New Coast Guard Search and Rescue station in Kingston officially opens

The new Search and Rescue station of the Canadian Coast Guard in Kingston, located at Portsmouth Olympic Harbour, has officially opened.

While it’s been operational since September 2019, pandemic restrictions did not allow for an official opening of the new facility at the time. That long-awaited moment happened on the afternoon of Wednesday, Jun. 28, 2023, and brought together local and federal dignitaries, esteemed members of the local and federal Canadian Coast Guard (CCG), and members of the media.

Among those who spoke on Wednesday afternoon were MP Mark Gerretsen, the Honorable Joyce Murray, Minister of Fisheries, Oceans and the Canadian Coast Guard, Marc-André Meunier, Assistant Commissioner of the Canadian Coast Guard Central Region, and Patrick Alguire, Commanding Officer of the Kingston Search and Rescue station.

The CCG has Search and Rescue (SAR) stations on waterways across the country, nine of which are on the Great Lakes and open annually from the beginning of spring through the end of fall. Of course, to ensure they are able to quickly and efficiently respond to calls, proper facilities and tools are paramount for CCG crews. Here in Kingston, that meant that the aging SAR station – which had outdated infrastructure and did not comply with the latest operational standards – was replaced with a new, modern station, which the CCG relocated to an area of Portsmouth Olympic Harbour better suited to the station’s operational requirements, the CCG shared in a press release.

The new station is located in what the CCG referred to as “a key area” near the Thousand Islands Archipelago.

“A busy boating area during the warmer months, this station stands at the ready to assist recreational and commercial boaters alike in the northeastern corner of Lake Ontario, where it meets the St.

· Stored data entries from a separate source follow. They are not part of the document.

PR #845, opened 2026-04-12
feat(event_bus): wrap events in envelope for causal correlation

jeong-sik:
## Summary

Closes the Message Bus correlation gap flagged by Anthropic's [Multi-Agent Coordination Patterns](https://claude.com/blog/multi-agent-coordination-patterns) guide.

Before this change, `Agent_sdk.Event_bus.event` variants carried no causal metadata. A `ToolCalled` observed on the SSE stream could not be joined back to its originating turn or task — the `(agent_name, turn: int)` pair is not unique for concurrent fibers, and most variants (`ToolCalled`, `ToolCompleted`, `TurnStarted`, `TurnCompleted`, `ContextCompacted`) carried no `task_id` at all. Consumers (MASC `lib/oas_sse_bridge.ml`, external dashboards) could not synthesize the missing IDs client-side because `publish` ordering is fiber-interleaved and non-deterministic.

### Phase 1 (this PR)

```ocaml
type envelope = {
  correlation_id : string;  (* stable across a causal chain *)
  run_id : string;          (* unique per physical Agent.run *)
  ts : float;               (* emission time, not publish time *)
}

type event = { meta : envelope; payload : payload }

val fresh_id : unit -> string
val mk_envelope : ?correlation_id:string -> ?run_id:string -> unit -> envelope
val mk_event : ?correlation_id:string -> ?run_id:string -> payload -> event
val filter_correlation : string -> filter
val filter_run : string -> filter
```

- **Orchestrator** uses `task.id` as `correlation_id` for `AgentStarted` / `AgentCompleted`.
- **Pipeline** uses `agent.lifecycle.current_run_id` (already driven by `Raw_trace.active_run_id`) for `TurnStarted` / `TurnCompleted` / `ContextCompacted` so all events within one `Agent.run` share a chain.
- **Agent_tools** threads `?current_run_id` through `execute_tools` / `execute_scheduled_tool` / `find_and_execute_tool` so `ToolCalled` / `ToolCompleted` within one turn share a chain.
- **Event_forward** JSON output gains `correlation_id` / `run_id` columns so file sinks carry the causal chain for offline joining.

### Phase 2 (follow-up, not in this PR)

- Context.t plumbing so **orchestrator → pipeline** correlation flows through (currently each layer generates its own chain).
- TLA+ causality spec: every `ToolCalled` has a preceding `TurnStarted` with the same `run_id`.
- Consumer side (MASC `oas_sse_bridge.ml`) emits envelope fields in the SSE JSON.

## Tradeoffs

- **Breaking API change**. `type event` is now a record; pattern matches must use `event.payload`. Construction must go through `Event_bus.mk_event` or explicit record literal. All downstream call sites in `lib/`, `test/`, and `examples/observable_agent.ml` have been updated in this PR.
- **`fresh_id` is not a UUID**. Format `<pid-hex>-<micros-hex>-<counter-hex>` uses an atomic counter for process-local uniqueness and a PID prefix for cross-process uniqueness. No new dependency; collision bound is acceptable for offline correlation. The 1000-id uniqueness test confirms this in practice.
- **Phase 1 does not yet thread correlation across layers**. Orchestrator and pipeline each generate their own chain. The handoff requires Context.t surgery that's worth a separate review cycle.
- **`fields.current_run_id` fallback**. When `Agent.run` is invoked without Raw_trace (no `current_run_id` set), pipeline falls back to a fresh per-event id, which breaks joining across events within that run. This matches the existing Raw_trace gating — not a regression.

## Test plan

- [x] `dune exec test/test_event_bus.exe` — 24 tests (19 preexisting + 5 new envelope tests)
  - `fresh_id_unique`: 1000 ids, all distinct
  - `mk_envelope_defaults`: explicit and auto-generated fields
  - `filter_correlation`: 2 interleaved chains, only 3 events match chain-a
  - `filter_run`: 2 runs in same chain, only run-2 matches
  - `envelope_ts_monotonic`: construction-time ts (not publish-time) preserves order
- [x] `dune exec test/test_event_forward.exe` — 20 tests
- [x] `dune exec test/test_orchestrator.exe` — 73 tests
- [x] `dune exec test/test_elicitation.exe` — 12 tests
- [x] `dune exec test/test_deep_coverage.exe` — 83 tests
- [x] Full `dune build` green

## Breaking change migration

| Before | After |
|--------|-------|
| `match event with \| TurnStarted r -> ...` | `match event.payload with \| TurnStarted r -> ...` |
| `Event_bus.publish bus (TurnStarted {...})` | `Event_bus.publish bus (Event_bus.mk_event (TurnStarted {...}))` |
| `Event_forward.agent_name_of_event e` | `Event_forward.agent_name_of_payload e.payload` |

Lawrence River,” the CCG said.

While the former SAR station was located on the western side of the harbour, according to the Coast Guard, harbour traffic made it “difficult to access the rescue boats and navigate through the marina in a timely manner.” The organization determined that the east side of the harbour would be preferrable for the new station “to meet operational standard,” the CCG said.

The new SAR station includes a large workshop area where equipment can be stored, and vessel maintenance and repairs can be carried out. Since SAR crews remain on site while on duty (unless out on a call), crew members more or less reside at the station. As such, the new facility also features new accommodations, including five bedrooms, a full kitchen, a laundry room, a common area, and an exercise area.

Minister Murray tours Kingston’s new Search and Rescue Station of the Canadian Coast Guard with Commanding Officer Alguire. Photo via the Canadian Coast Guard.

The station also includes a new fixed and floating dock, a Canadian Hydrographic Service gauge station, and storage space for Environmental Response equipment, as well as a space known as a “Ready Locker,” which is where crew members can easily access necessary equipment and can quickly prepare for deployment to the SAR vessel, the CCG shared.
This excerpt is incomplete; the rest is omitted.